22 December 2013

The availability of research data

A recently published paper [1] (free preprint here) warns that research data becomes less accessible with time. The authors tried to retrieve email addresses from articles 2 to 22 years old, sent standard messages requiring the data sets and followed up on the responses. In most cases (63%) the addresses were not working or they received no response. The other outcomes were: no information on the status of the data (6%), claim of data loss (7%), refusal to share (4%) and receipt of data (19%).

For some reason, these results caught the attention of the media, leading to dire warnings that scientific data is "disappearing into old email addresses" (UPI) at an "alarming rate" (Slashdot), viz. "the odds of the requested data set still existing fell by 17 percent per year" (Washington Post).

Clearly, the data does not support such an apocalyptic view. The authors are somewhat responsible for this confusion, because by adding the last two outcomes they create a category labeled "extant data" (implying that the remaining 77% are "nonextant") and thus conflate two issues:
  1. The availability of data on casual request
  2. The physical existence of the data
Their study deals with the first point, and a reasonable conclusion would be that scientists are reluctant to do a substantial amount of work (putting together all the data from an experiment in a format legible by someone outside the group) simply on receiving an impersonal message. I guess phone calls would have been more effective.

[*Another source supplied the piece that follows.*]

Issue #2889, opened 2023-03-06
Slowness with 100% CPU utilization


AyhamZz:
### ⚠️ Please verify that this bug has NOT been raised before.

To address the second issue, one would need to take at face value the 7% declared as lost and extrapolate the ratio (lost/responded) to all the requests.This approach has a few shortcomings:
  1. The number of "lost data" responses is very small.
  2. The respondents may have pretended that data was lost simply to make the request go away.
  3. The "lost data" category also includes information stored on "inaccessible storage media", meaning in practice "harder to retrieve" and not "lost forever".
  4. Finally, the authors exclude from their statistics papers for which the data was publicly available. Since this is exactly the solution they advocate, I find their choice very strange.
Mandating full data sharing is an interesting idea and Vines's paper makes a good case for it but the sky is not falling...

[1] T. H. Vines et al., The Availability of Research Data Declines Rapidly with Article Age, Current Biology (2013).